Scientists 'accidentally' discovered a way to convert CO2 directly into ethanol
A group of U.S. scientists has discovered a way to turn carbon dioxide, a planet-warming greenhouse
gas, into a cleaner-burning motor fuel.
The electrochemical process could be used in waste-to-fuel technologies that transform carbon
emissions from coal and natural gas power plants into ethanol, according to scientists at the Energy
Department's Oak Ridge National Laboratory in Tennessee.
The team published their findings last week in the journal ChemistrySelect.
SEE ALSO: Here's why the new agreement on 'super greenhouse gases' is a huge deal
Their process turns carbon dioxide into ethanol with little more than extremely tiny spikes of carbon
and copper.
Adam Rondinone, the study's lead author and a scientist at Oak Ridge, said they stumbled onto this
process nearly by accident.
"We were trying to study the first step of a proposed reaction, when we realized that the catalyst
was doing the entire reaction on its own," Rondinone said in an Oak Ridge press release.
"Ethanol was a surprise -- it's extremely difficult to go straight from carbon dioxide to ethanol with a
single catalyst," he added.
Rondinone and his colleagues used a catalyst made from carbon, copper and nitrogen and then
applied voltage.

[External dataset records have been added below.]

PR #430, opened 2026-04-03
fix(wallet): allow fee bump without opt-in RBF signaling

### LINKED ISSUE #65: Allow bump fee on transactions without RBF sequence
This should be an easy change, the following lines need to be removed from `Wallet::build_fee_bump`:
https://github.com/bitcoindevkit/bdk/blob/7969898c732a3a387a932a61b1719cedcb6fae3c/crates/wallet/src/wallet/mod.rs#L1636-L1644

> Also related to this discussion (probably warrants a separate issue?) is how the new rules impact the bump fee transaction builder. I'm not sure if the current builder requires a transaction signals for RBF to then be used by the replace by fee txbuilder?

_Originally posted by @thunderbiscuit in https://github.com/bitcoindevkit/bdk/issues/1653#issuecomment-2422975075_

alienx5499:
### Description

Fixes #65.

`Wallet::build_fee_bump` previously refused to build a replacement when **no** input signaled opt-in RBF (`nSequence` ≤ `0xFFFFFFFD`). That guard is removed so the wallet can **construct** a fee-bump transaction even if the original did not opt in. Whether a replacement is accepted is a **mempool / relay policy** concern (e.g. default full-RBF in recent Bitcoin Core), not something this API can enforce by requiring a specific `nSequence` on the **prior** tx.

Also removes `BuildFeeBumpError::IrreplaceableTransaction`, since that path is no longer reachable.

### Notes to the reviewers

- **API:** `BuildFeeBumpError::IrreplaceableTransaction` is removed (breaking public enum). If you prefer a deprecation cycle for the variant only, say so and we can adjust.
- **Semantics:** Callers could previously rely on an error when the original tx did not signal opt-in RBF; they must not assume that anymore.
- **Tests:** `tests/build_fee_bump.rs` — the old test expected failure for non–opt-in-RBF; it now asserts a successful fee bump with a higher fee rate.

### Changelog notice

`fix(wallet): allow build_fee_bump without opt-in RBF on the original tx; remove IrreplaceableTransaction (#65)`

#### All Submissions:

#### New Features:

#### Bugfixes:

### DIFF
--- a/src/wallet/mod.rs
+++ b/src/wallet/mod.rs
@@ -1551,9 +1551,14 @@ impl Wallet {
 
     /// Bump the fee of a transaction previously created with this wallet.
     ///
-    /// Returns an error if the transaction is already confirmed or doesn't explicitly signal
-    /// *replace by fee* (RBF). If the transaction can be fee bumped then it returns a [`TxBuilder`]
-    /// pre-populated with the inputs and outputs of the original transaction.
+    /// Returns an error if the transaction is already confirmed. If the transaction can be fee
+    /// bumped then it returns a [`TxBuilder`] pre-populated with the inputs and outputs of the
+    /// original transaction.
+    ///
+    /// Replacing an unconfirmed transaction does not require the original to signal opt-in RBF
+    /// (`nSequence` ≤ `0xFFFFFFFD`). Relay and mining acceptance depend on local policy; Bitcoin
+    /// Core 28+ defaults to full-RBF mempool relay, while other implementations or configs may
+    /// differ.
     ///
     /// ## Example
     ///
@@ -1614,16 +1619,6 @@ impl Wallet {
             .is_confirmed()
         {
             return Err(BuildFeeBumpError::TransactionConfirmed(txid));
-        }
-
-        if !tx
-            .input
-            .iter()
-            .any(|txin| txin.sequence.to_consensus_u32() <= 0xFFFFFFFD)
-        {
-            return Err(BuildFeeBumpError::IrreplaceableTransaction(
-                tx.compute_txid(),
-            ));
         }
 
         let fee = self
--- a/src/wallet/mod.rs
+++ b/src/wallet/mod.rs
@@ -1589,9 +1589,13 @@ impl Wallet {
 
     /// Bump the fee of a transaction previously created with this wallet.
     ///
-    /// Returns an error if the transaction is already confirmed or doesn't explicitly signal
-    /// *replace by fee* (RBF). If the transaction can be fee bumped then it returns a [`TxBuilder`]
-    /// pre-populated with the inputs and outputs of the original transaction.
+    /// Returns an error if the transaction is already confirmed. If the transaction can be fee
+    /// bumped then it returns a [`TxBuilder`] pre-populated with the inputs and outputs of the
+    /// original transaction.
+    ///
+    /// This builder does not require the original transaction to signal opt-in RBF
+    /// (`nSequence` <= `0xFFFFFFFD`). Whether the resulting replacement is accepted
+    /// for relay or mining depends on the local policy of the broadcasting node.
     ///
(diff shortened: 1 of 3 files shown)


alienx5499:
Hi @ValuedMammal, gentle ping for review when you have time. Thanks!

ValuedMammal:
Approach ACK

src/wallet/mod.rs
```diff
@@ -1551,9 +1551,14 @@ impl Wallet {
...
-    /// pre-populated with the inputs and outputs of the original transaction.
+    /// Returns an error if the transaction is already confirmed. If the transaction can be fee
+    /// bumped then it returns a [`TxBuilder`] pre-populated with the inputs and outputs of the
+    /// original transaction.
+    ///
+    /// Replacing an unconfirmed transaction does not require the original to signal opt-in RBF
+    /// (`nSequence` ≤ `0xFFFFFFFD`). Relay and mining acceptance depend on local policy; Bitcoin
+    /// Core 28+ defaults to full-RBF mempool relay, while other implementations or configs may
+    /// differ.
     ///
```
yan-pi: Could we make this specific to the builder? The first sentence reads like a general replacement rule.

Maybe:

```suggestion
/// This builder does not require the original transaction to signal opt-in RBF
/// (`nSequence` <= `0xFFFFFFFD`). Whether the resulting replacement is accepted
/// for relay or mining depends on the local policy of the broadcasting node.
```

tests/build_fee_bump.rs
```diff
@@ -16,19 +16,39 @@ mod common;
...
+        .expect("fee bump without opt-in RBF");
+    builder.fee_rate(feerate);
+    let psbt = builder.finish().expect("finish fee bump");
+    let fee = check_fee!(wallet, psbt);
+    assert!(
+        fee > original_fee,
+        "fee bump must increase absolute fee: {fee} > {original_fee}"
+    );
+
+    let new_tx = psbt.clone().extract_tx().expect("failed to extract tx");
```
yan-pi, line 50: Would it be worth asserting the two properties this test is covering: that the original does not explicitly signal RBF, and that the replacement shares a prevout with it?

The current assertions only check that the fee increased and the txid changed.

Maybe something like this before moving tx into the wallet:

```rust
let tx = psbt.extract_tx().expect("failed to extract tx");
assert!(!tx.is_explicitly_rbf());
let original_prevouts = tx
    .input
    .iter()
    .map(|txin| txin.previous_output)
    .collect::<Vec<_>>();
let txid = tx.compute_txid();
insert_tx(&mut wallet, tx);
```

And this after extracting `new_tx`:
```rust
assert!(
    new_tx
        .input
        .iter()
        .any(|txin| original_prevouts.contains(&txin.previous_output)),
);
```

yan-pi (commented):
Approach ACK

Removing the sequence check makes sense to me. `build_fee_bump` constructs the replacement, while acceptance depends on the node's mempool policy.

The new test passes on db7feac0:

```
cargo test --test build_fee_bump test_bump_fee_tx_without_rbf_signaling
```

`just check` on the PR branch hits the deprecations fixed in #455. To make sure those were unrelated to this change, I applied the diff on top of fc88144 and ran:

```
cargo test --test build_fee_bump
just check test doc
```

Both pass. But could you rebase the PR onto the current master?

In my local Core 30 regtest, a non-RBF original was replaced successfully with full-RBF enabled.

I left two small comments on the docs and test. Neither is blocking.

alienx5499:
Thanks for the review @yan-pi ! I've updated the docstring in `build_fee_bump` as suggested and added the assertions to the test to verify !is_explicitly_rbf() and that the replacement shares a prevout. I've also rebased the branch onto the latest master.

yan-pi:
tACK 4955feaa

Thanks, both comments are addressed.
Everything passes.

This triggered a complicated chemical reaction that reversed the combustion
process.
Applying these techniques to a solution of carbon dioxide dissolved into water, the scientists
produced ethanol with a yield of 63 percent. Typically, this type of electrochemical reaction would
result in a mix of different fuels in small amounts, according to Oak Ridge.

Oak Ridge researchers developed a catalyst made of copper nanoparticles (seen as spheres)
embedded in carbon nanospikes that can convert carbon dioxide into ethanol.
Image:oak ridge national laboratory
The researchers said they plan to further study the catalyst's properties and behavior and will refine
their approach to boost the overall production rate of ethanol.
Rondinone suggested the process could be used not only for fossil fuel power plants but also
renewable energy systems. He said the excess electricity from wind and solar plants could be stored
as ethanol -- which grid operators could then burn when the wind wanes or the sun sets.
"This could help to balance a grid supplied by intermittent renewable sources," he said in the press
release.
Existing vehicle fleets, and even some aircraft, are capable of using motor fuel containing a mix of
ethanol. However, one of the main ethanol production processes in use today, which relies on
deriving the fuel from corn, actually aggravates global warming rather than helping to solve it.